Extracted data entries
PR #1226, opened 2016-04-18
Multiple fixes to @static

DarkDimius:
This PR fixes multiple issues in `@static` and makes lazy vals use them instead of fields in companion classes.

### DIFF
--- a/src/dotty/tools/dotc/transform/MoveStatics.scala
+++ b/src/dotty/tools/dotc/transform/MoveStatics.scala
@@ -35,6 +35,25 @@ class MoveStatics extends MiniPhaseTransform with SymTransformer { thisTransform
       val (classes, others) = trees.partition(x => x.isInstanceOf[TypeDef] && x.symbol.isClass)
       val pairs = classes.groupBy(_.symbol.name.stripModuleClassSuffix).asInstanceOf[Map[Name, List[TypeDef]]]
 
+      def rebuild(orig: TypeDef, newBody: List[Tree]): Tree = {
+        if (orig eq null) return EmptyTree
+
+        val staticFields = newBody.filter(x => x.isInstanceOf[ValDef] && x.symbol.hasAnnotation(defn.ScalaStaticAnnot)).asInstanceOf[List[ValDef]]
+        val newBodyWithStaticConstr =
+          if (staticFields.nonEmpty) {
+            /* do NOT put Flags.JavaStatic here. It breaks .enclosingClass */
+            val staticCostructor = ctx.newSymbol(orig.symbol, Names.STATIC_CONSTRUCTOR, Flags.Synthetic  | Flags.Method, MethodType(Nil, defn.UnitType))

→ **Task to carry out**
To complete the exercise, print all of the entries exactly.

→ **Output of the exercise**
PR #1226, opened 2016-04-18
Multiple fixes to @static

DarkDimius:
This PR fixes multiple issues in `@static` and makes lazy vals use them instead of fields in companion classes.

### DIFF
--- a/src/dotty/tools/dotc/transform/MoveStatics.scala
+++ b/src/dotty/tools/dotc/transform/MoveStatics.scala
@@ -35,6 +35,25 @@ class MoveStatics extends MiniPhaseTransform with SymTransformer { thisTransform
       val (classes, others) = trees.partition(x => x.isInstanceOf[TypeDef] && x.symbol.isClass)
       val pairs = classes.groupBy(_.symbol.name.stripModuleClassSuffix).asInstanceOf[Map[Name, List[TypeDef]]]
 
+      def rebuild(orig: TypeDef, newBody: List[Tree]): Tree = {
+        if (orig eq null) return EmptyTree
+
+        val staticFields = newBody.filter(x => x.isInstanceOf[ValDef] && x.symbol.hasAnnotation(defn.ScalaStaticAnnot)).asInstanceOf[List[ValDef]]
+        val newBodyWithStaticConstr =
+          if (staticFields.nonEmpty) {
+            /* do NOT put Flags.JavaStatic here. It breaks .enclosingClass */
+            val staticCostructor = ctx.newSymbol(orig.symbol, Names.STATIC_CONSTRUCTOR, Flags.Synthetic  | Flags.Method, MethodType(Nil, defn.UnitType))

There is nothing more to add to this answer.